I think EURORDIS has been instrumental to prove that patient perspective is crucial in all steps of therapeutic development, but also in building national policies with the hope of accompanying people with a disability for example. I strongly believe that that’s the way to move on.
I mentioned Rare Barometer as one of the very crucial tools to be able to collect the patient perspective, and I think that’s really one of the things that EURORDIS should push. EURORDIS should continue to make sure that patients are involved in all the existing and newly created international networks, such as the European Reference Networks (ERNs) and the European Joint Project on Rare Diseases.
That’s really where we need to have, again, all members of the community, all the stakeholders implicated – clinicians, researchers, regulatory agencies, and, at the heart, patients.
What value or priorities do you believe will be key to EURORDIS succeeding in its ambitions to create a better world for people living with a rare disease?
Once again, the patient must be at the centre. I really think that that’s the main value. That’s the soul of EURORDIS. EURORDIS is an umbrella organisation of patient organisations.
But what does it mean to have patients at the centre? It firstly means to consider that patients are the best and most legitimate people to talk to about their pathology. The famous ‘nothing about me, without me’ phrase brings light to making sure that we have patients involved everywhere.
It secondly means recognising patient experience and expertise.
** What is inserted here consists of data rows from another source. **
PR #1466, opened 2024-06-28
Account details: add link to validator details. 

csillag:
(This is relevant when we are displaying a consensus account
that belongs to a validator.)


csillag:
Design validated by @donouwens

buberdds:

The EURORDIS Open Academy has been, again, instrumental to empowering patients, enabling them to actively participate in research development and, at the same time, really bringing their own perspectives.
And, finally, it means staying connected to our community. The best patient representatives are well-trained, but also highly connected to a community. EURORDIS has played a big role in connecting people and making sure that all national alliances talk to each other, to try and coordinate their actions at the national level.
All the European Federations are trying to work together to improve their way of interacting with other stakeholders, such as regulatory agencies or pharmaceutical companies. Therefore, once again, building a community, favouring contact and communication between all the members, will be one of the ways for EURORDIS to succeed in the future.